| Work to be completed |
Only the lines that include "still" should be copied from the data below.

| Saved entries |
BEGIN
PR #77, opened 2026-04-27
fix: infer commodity for bare balance assignments from account running balance (#71)

### LINKED ISSUE #71: Balance assignment without commodity (=0) fails when account has no commodity context
## Description

Postings with equality/balance assignment syntax without an explicit amount (e.g., `=0`) fail with `AmountWithNoCommodity` when there's no commodity specified or inferred in context.

## Minimal Failing Case

```ledger
2026-04-01 Test
    Account A  $100
    Account B  =0
```

Running `ledger balance` on this produces:
```
Error: AmountWithNoCommodity
```

## Expected Behavior

According to Ledger documentation and OG ledger-cli behavior, `=0` is a balance assignment: it should infer the amount needed to bring Account B to balance 0. The commodity should be inferred from:

1. Account B's existing running balance (if it has prior postings)
2. Other postings in the same transaction (if they establish a commodity context)
3. A default commodity directive (if set)

## Current Behavior

The elaborator attempts to evaluate `0` as a value expression but has no commodity context. It looks for a default commodity directive and fails when none exists, producing `AmountWithNoCommodity`.

## Root Cause

In `elaboration.rs:456`, `eval_and_normalize_amount` is called on the assignment expression. The evaluator reduces `0` to `ValueExpr::Amount { value: 0, commodity: None }`, and on line 629, when there's no commodity and no default, it errors.

For balance assignments specifically, the commodity should be inferred from the account's current balance context before evaluating the target expression.

## Test Cases to Verify

- [ ] `Account =0` when account has no prior balance and no commodity context → should error with clearer message
- [ ] `Account =0` when account has prior balance of `00` → should infer commodity from account balance  
- [ ] `Account =0` with default commodity set → should use default commodity
- [ ] Multi-commodity account with `=0` → needs clarification on expected behavior

alevy:
## Summary

- Bare `=TARGET` balance assignment postings (e.g. `=0`) now correctly infer the commodity from the account's existing running balance when no commodity is given and no default commodity directive is active
- When the account holds a balance in exactly one commodity, that commodity is used as the fallback — the common single-commodity case
- The fix adds a new internal `eval_and_normalize_amount_with_fallback` function that accepts an optional caller-supplied fallback commodity; `eval_and_normalize_amount` delegates to it with `None` (no change to existing callers)
- Multi-commodity accounts with a bare assignment and no default commodity still error as before — the ambiguous case cannot be resolved automatically

## Test plan

- [x] `=0` after a prior `Account $100` posting succeeds and produces a -$100 delta
- [x] `=$0` with explicit commodity still works as before
- [x] `=0` with a `default commodity` directive still works (no regression on existing path)
- [x] `=0` on an account with no prior balance and no default commodity still errors with `AmountWithNoCommodity`
- [x] `cargo test` — all 76 tests pass
- [x] `cargo clippy` — no warnings
- [x] `cargo fmt` — applied

Closes #71

### DIFF
--- a/src/elaboration.rs
+++ b/src/elaboration.rs
@@ -453,11 +453,31 @@ impl TryFrom<resolution::HIR> for Journal {
                                 AmountDetails::BalanceAssignment(assignment) => {
                                     // "= target_balance" — compute the delta needed to reach the
                                     // target from the current running balance.
-                                    let (newsum, commodity) = evaluator::eval_and_normalize_amount(
-                                        assignment,
-                                        entry_context,
-                                        &state,
-                                    )?;
+                                    //
+                                    // If the assignment expression is bare (no commodity), try to
+                                    // infer the commodity from the account's existing running
+                                    // balance. This is the common case: `= 0` after the account
+                                    // already holds a balance in a single commodity.
+                                    let inferred_commodity = account_balance.and_then(|ab| {
+                                        let mut keys = ab.commodity.keys();
+                                        let first = keys.next()?;
+                                        // Only infer if there is exactly one commodity — if
+                                        // the account holds multiple commodities a bare `=0`
+                                        // is ambiguous and we fall through to the normal
+                                        // error path.
+                                        if keys.next().is_none() {
+                                            Some(first.as_str())
+                                        } else {
+                                            None
+                                        }
+                                    });
+                                    let (newsum, commodity) =
+                                        evaluator::eval_and_normalize_amount_with_fallback(
+                                            assignment,
+                                            entry_context,
+                                            &state,
+                                            inferred_commodity,
+                                        )?;
                                     let value = newsum
                                         - account_balance
                                             .and_then(|ab| ab.commodity.get(&commodity))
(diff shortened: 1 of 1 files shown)


alevy:
Is this the correct behavior? As opposed to expanding the assertion to be on all possible commodities or something?

alevy:
Good question. I think the single-commodity behavior is correct, for a few reasons:

1. **OG ledger semantics**: `=0` in ledger-cli is shorthand for `=$0` (or whatever single commodity is in scope) — it doesn't auto-expand to all commodities the account holds. So matching this preserves compatibility.

2. **AST invariant**: Each posting has exactly one `AmountDetails`. Expanding a bare `=0` into multiple deltas across commodities would mean one source line generates multiple AST postings, which breaks that invariant and complicates everything downstream (transaction balance, null-posting inference, the elaborated journal shape).

3. **Genuine ambiguity**: If an account holds USD and EUR, what does `=0` mean? Zero out both at the current FX rate? Zero out each independently (creating two postings)? There's no single "obvious" answer — better to error and force the user to be explicit.

If a user wants to zero out a multi-commodity account, they can write the postings explicitly:
```
2026-04-04 Drain
    Account A  =$0
    Account A  =EUR 0
    ...
```

I added a regression test for the zero-balance-pruning case Copilot flagged (a stale $0 entry shouldn't make a single-EUR-balance account look ambiguous). Pushed in 47bb9a4.

alevy:
Good catch — the original issue #71 explicitly listed three fallback levels (account balance, same-transaction context, default commodity). The first PR only implemented (1) and (3); the same-transaction fallback was deferred but is small enough to land here too.

Implemented in 4464914:
- After the account-balance check fails to infer, look at `transaction_state` (the per-commodity totals of postings already processed in this transaction). If exactly one commodity, use it.
- New test `test_balance_assignment_infers_commodity_from_same_transaction` covers this — verifies the original issue's minimal failing case (`Account A $100 / Account B =0 / Account C $-100`) now elaborates without `AmountWithNoCommodity`.
- Old `test_balance_assignment_no_context_errors` simplified to a single bare-`=0` posting (no other context), since the prior shape is now valid behavior.

Now actually closes #71.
END
| Output for this task |
- Multi-commodity accounts with a bare assignment and no default commodity still error as before — the ambiguous case cannot be resolved automatically
- [x] `=$0` with explicit commodity still works as before
- [x] `=0` with a `default commodity` directive still works (no regression on existing path)
- [x] `=0` on an account with no prior balance and no default commodity still errors with `AmountWithNoCommodity`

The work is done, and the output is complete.